Wed 5 Dec. 7:35 - 7:40 PST

Spotlight

Sharp Bounds for Generalized Uniformity Testing

Ilias Diakonikolas ⋅ Daniel M. Kane ⋅ Alistair Stewart

We study the problem of generalized uniformity testing of a discrete probability distribution: Given samples from a probability distribution p over an unknown size discrete domain Ω, we want to distinguish, with probability at least 2/3, between the case that p is uniform on some subset of Ω versus ε-far, in total variation distance, from any such uniform distribution. We establish tight bounds on the sample complexity of generalized uniformity testing. In more detail, we present a computationally efficient tester whose sample complexity is optimal, within constant factors, and a matching worst-case information-theoretic lower bound. Specifically, we show that the sample complexity of generalized uniformity testing is Θ(1/(ε^(4/3) ||p||_3) + 1/(ε^2 ||p||_2 )).
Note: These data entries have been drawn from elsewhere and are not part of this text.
PR #44, opened 2021-01-18
cook: clean up also dummy build.rs artifacts

### LINKED ISSUE #42: Presence of build.rs breaks build with cargo chef: generated files not present
Hi, I realise the README says
> cargo-chef has not yet been tested extensively with projects leveraging build files.

...this issue is an attempt to change that. :)

I have created a minimal example crate leveraging build.rs file: https://github.com/strohel/cargo-chef-build-rs

The build using cargo-chef fails with the following error:
```
Step 16/20 : RUN cargo build --release --bin cargo-chef-build-rs
 ---> Running in 53c5f9739b5f
   Compiling cargo-chef-build-rs v0.1.0 (/app)
error: couldn't read /app/target/release/build/cargo-chef-build-rs-087b5874e2eb29d7/out/built.rs: No such file or directory (os error 2)
 --> src/main.rs:1:1
  |
1 | include!(concat!(env!("OUT_DIR"), "/built.rs"));
```
i.e. the file that is generated by `build.rs` is not present. It is kinda strange, because at this point, cargo chef is no longer involved (beyond files generated by it being present in /target). Maybe that somehow fools `cargo` to think that `build.rs` was already run, while it actually wasn't?

I'll be happy to help to resolve this.

strohel:
Should fix #42.

Fixes a build of an example project https://github.com/strohel/cargo-chef-build-rs for me.

We only needed to remove the case 1. b). That makes sense, because fingerprints only check what is in `build/`, and run of the build script has a dependency on its build.

Note that there is special case, which currently builds, but is not fully cached: when there is a `build.rs` file on filesystem, but no mention of `build = "build.rs"` in Cargo.toml. This one is separate though. It's proper fix would be to extend `cargo-manifest` to also autodetect `build` property in its `Manifest::complete_from_abstract_filesystem()` method (in addition to bins, libs, ...).

### DIFF
--- a/src/recipe.rs
+++ b/src/recipe.rs
@@ -43,7 +43,7 @@ impl Recipe {
             target_args,
         );
         self.skeleton
-            .remove_compiled_dummy_libraries(current_directory, profile, target, target_dir)
+            .remove_compiled_dummies(current_directory, profile, target, target_dir)
             .context("Failed to clean up dummy compilation artifacts.")?;
         Ok(())
     }
--- a/src/skeleton.rs
+++ b/src/skeleton.rs
@@ -219,7 +219,7 @@ impl Skeleton {
     /// workspace.
     /// Given the usage of dummy `lib.rs` files, keeping them around leads to funny compilation
     /// errors if they are a dependency of another project within the workspace.
-    pub fn remove_compiled_dummy_libraries<P: AsRef<Path>>(
+    pub fn remove_compiled_dummies<P: AsRef<Path>>(
         &self,
         base_path: P,
         profile: OptimisationProfile,
--- a/src/skeleton.rs
+++ b/src/skeleton.rs
@@ -215,10 +215,10 @@ impl Skeleton {
         Ok(())
     }
 
-    /// Scan the target directory and remove all compilation artifacts for libraries from the current
-    /// workspace.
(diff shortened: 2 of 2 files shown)


LukeMathWalker:
I merged https://github.com/LukeMathWalker/cargo-manifest/pull/8, released `cargo-manifest` and updated `main` to use the latest version ✔️

strohel:
> I merged [LukeMathWalker/cargo-manifest#8](https://github.com/LukeMathWalker/cargo-manifest/pull/8), released `cargo-manifest` and updated `main` to use the latest version heavy_check_mark

Thanks a bunch! With that and this merged, `build.rs` support should be good -- if you also want to release cargo-chef, it would be awesome.

LukeMathWalker:
Updated the README and released - thanks a lot @strohel!

Palmik:
I think this might be breaking cases where you have a lib with `tonic::include_proto` as the artifacts generated by `build.rs` are not present in the build stage.

strohel:
@Palmik wrote:
> I think this might be breaking cases where you have a lib with tonic::include_proto as the artifacts generated by build.rs are not present in the build stage.

It would be cool if you tried whether that actually breaks something, and if so, describe the breakage in a new issue.

Note that this PR only affects `build.rs` in the final (top-level) crate, and building those didn't work at all with `cargo chef` before this PR.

Wed 5 Dec. 7:40 - 7:45 PST

Spotlight

Convex Elicitation of Continuous Properties

Jessica Finocchiaro ⋅ Rafael Frongillo

A property or statistic of a distribution is said to be elicitable if it can be expressed as the minimizer of some loss function in expectation. Recent work shows that continuous real-valued properties are elicitable if and only if they are identifiable, meaning the set of distributions with the same property value can be described by linear constraints. From a practical standpoint, one may ask for which such properties do there exist convex loss functions. In this paper, in a finite-outcome setting, we show that in fact every elicitable real-valued property can be elicited by a convex loss function. Our proof is constructive, and leads to convex loss functions for new properties.